Thoughts in Progress
Dr. V says
A good question and that comes up routinely, also with the avocado thing. Many of these foods have only certain parts that are toxic, and/or require a certain dose to be toxic. So view this as a conversation starter with your vet. The onion thing is controversial as we don’t really know if the toxic dose is cumulative or one time only, but many foods do contain small amounts.
Tabitha W says
It would be great to have one for cats too! I am always shocked by how many people don’t know that lilies are deadly. A plant one would be amazing!
Chintan Vora says
Hi Dr.V this is very usefull. I am sure its going to go viral very soon on facebook if its not already. I know i will be sharing it with my dog owner/lover friends. So if i give my dog milk and she does not get diarrhea does it mean she is ok with milk?
Dr. V says
If your dog tolerates it fine, I would consider it a sometimes treat. 🙂
I think some pets, just like some people, are lactose intolerant. My cat loves milk and cheese, ice cream and whipped cream. Although I severely limit above treats, she has never had any problems. The other cat has a very sensitive stomach. I wouldn’t even THINK of giving him anything other than cat kibble.
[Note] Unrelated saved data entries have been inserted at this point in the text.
Issue #926, opened 2020-10-18
PXE server credential validation endpoint


skateman:
There's no endpoint for validating PXE server credentials. This is how it's done currently in the UI:
```ruby
  def pxe_server_async_cred_validation
    begin
      PxeServer.verify_depot_settings(params[:pxe])
    rescue StandardError => bang
      render :json => {:status => 'error', :message => _("Error during 'Validate': %{error_message}") % {:error_message => bang.message}}
    end

    render :json => {:status => 'success', :message => _('PXE Credentials successfuly validated')}
  end
```

@miq-bot add_label help wanted

PR #1017, opened 2021-02-23
Add PXE server credential validation endpoint

lfu:
Depends on https://github.com/ManageIQ/manageiq/pull/21013.

https://github.com/ManageIQ/manageiq-api/issues/926

@miq-bot add_label enhancement, kasparov/no

```
POST /api/pxe_servers
{"action" => "verify_credentials",
 "resource" =>
  {:name => "test", :uri => "smb://tmp/foo", :username => "test", :password => "foo"}
}
```

```
RESPONSE
{"results" =>
  [{"success" => true,
    "message" => "Credentials sent for verification",
    "task_id" => "13000000000006",
    "task_href" => "http://localhost:3000/api/tasks/13000000000006"}]
}
```

### DIFF
--- a/app/controllers/api/pxe_servers_controller.rb
+++ b/app/controllers/api/pxe_servers_controller.rb
@@ -55,6 +55,15 @@ module Api
       end
     end
 
+    def verify_credentials_resource(_type, id = nil, data = {})
+      zone_name = data.delete('zone_name')
+      data['id'] = id if id
+      task_id = PxeServer.verify_depot_settings_queue(User.current_user.userid, zone_name, data)
+      action_result(true, "Credentials sent for verification", :task_id => task_id)
+    rescue => err
+      action_result(false, err.to_s)
+    end
+
     private
 
     def validate_data_for(klass, data)
--- a/config/api.yml
+++ b/config/api.yml
@@ -3030,6 +3030,8 @@
         :identifier: pxe_server_edit
       - :name: delete
         :identifier: pxe_server_delete
+      - :name: verify_credentials
+        :identifier: pxe_server_new
     :resource_actions:
       :get:
       - :name: read
--- a/spec/requests/pxe_servers_spec.rb
+++ b/spec/requests/pxe_servers_spec.rb
@@ -267,4 +267,29 @@ RSpec.describe 'PxeServers API' do
       expect(response).to have_http_status(:forbidden)
     end
   end
+
+  describe 'post /api/pxe_servers with verify_credentials action' do
+    it 'queues the request to verify the credentials' do
+      api_basic_authorize collection_action_identifier(:pxe_servers, :verify_credentials)
+      request = {
+        "action"    => "verify_credentials",
+        "zone_name" => "zone",
+        "resource"  => {:name => "test", :uri => "smb://tmp/foo", :username => "test", :password => "foo"}
+      }
+      post(api_pxe_servers_url, :params => request)
+      expected = {
+        "results" => a_collection_containing_exactly(
+          a_hash_including(
+            "message"   => a_string_matching(/Credentials sent for verification/),
+            "success"   => true,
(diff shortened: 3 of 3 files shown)


lfu:
@miq-bot cross-repo-tests ManageIQ/manageiq#21013

app/controllers/api/pxe_servers_controller.rb
```diff
@@ -55,6 +55,13 @@ def edit_resource(type, id, data)
       end
     end
 
+    def verify_credentials_resource(_type, _id = nil, data = {})
+      task_id = PxeServer.verify_depot_settings_queue(User.current_user.userid, data)
```
agrare, line 59: @lfu if you're re-verifying credentials (e.g. if you edit an existing resource) we don't require the user to enter a password again but instead load it from vmdb if it doesn't exist (e.g. they only change the username or IP).

We do this by passing in `data["id"] = id if id` here and handling it on the `verify_depot_settings` side if an `"id"` is passed.

I don't know if that's something that we want to do on the UI for PxeServers but I expect it probably is and would keep parity with provider authentication verification.

agrare: @lfu (or @Fryguy @bdunne) do you need to pass PxeServers a zone?  I don't see one in the table right now but with any "local" resource it might not be reachable from every zone.

bdunne: That's a good idea

lfu: > @lfu if you're re-verifying credentials (e.g. if you edit an existing resource) we don't require the user to enter a password again but instead load it from vmdb if it doesn't exist (e.g. they only change the username or IP).

@agrare  `verify_depot_settings` always creates a [new instance](https://github.com/ManageIQ/manageiq/blob/de4c23643816b171243b26c5d48dc03add943873/app/models/mixins/file_depot_mixin.rb#L30) to verify the settings.

agrare: @lfu yes the problem with that is since we don't pull passwords back over the API if the user is editing an existing instance they have to re-type their password even if they don't intend on changing it.

We can handle that in a follow-up if you want but I don't think that's the best user experience.

Fryguy: @agrare Do we have a similar pattern for this with provider validation you can point to?  I think this probably is big enough that we should fix for this PR.

Fryguy: Oh sorry ... didn't realize this was an outdated comment.  Is this done then?

Fryguy: Mostly asking because I don't see anything that looks up the existing instance on the core side's method - https://github.com/ManageIQ/manageiq/pull/21013

agrare: @Fryguy the API now matches the pattern for provider validation, core still doesn't lookup the instance yet not sure if you want that for this PR set or as a follow-up

Fryguy: I think we need the core change then.  Otherwise, we have a "broken" API in the interim.

chessbyte:
@miq-bot cross-repo-tests

kbrock:
is this good to go?

Fryguy (changes requested):
Looks like we are still waiting on https://github.com/ManageIQ/manageiq-api/pull/1017#discussion_r582320690.  This was mainly being introduced for UI changes, and I'm not sure if there's priority on it.  @kavyanekkalapu would know better.  Otherwise, we can just leave this open until we get back to that screen.

kbrock:
Looks like https://github.com/ManageIQ/manageiq/pull/21013 has been merged.
Does that mean we can merge this one?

ASPCA hotline number is 4435 not 4436. Lily just put out a corrected graphic.
Dr. V says
Thanks for the heads up!
Helene Weatherfield says
Would it be okay to print multiples of the poster for our local humane society to give out? I agree that a poster for cats and also dangerous plants is a good idea.
Dr. V says
Hi heather, the Flickr link has all the info about what you can do with a Creative Commons license 🙂
+1 on a version for cats. As a dog owner, I shared this one, but several friends have asked about a cat version.
I also would like a cat one! My one cat will eat ANYTHING!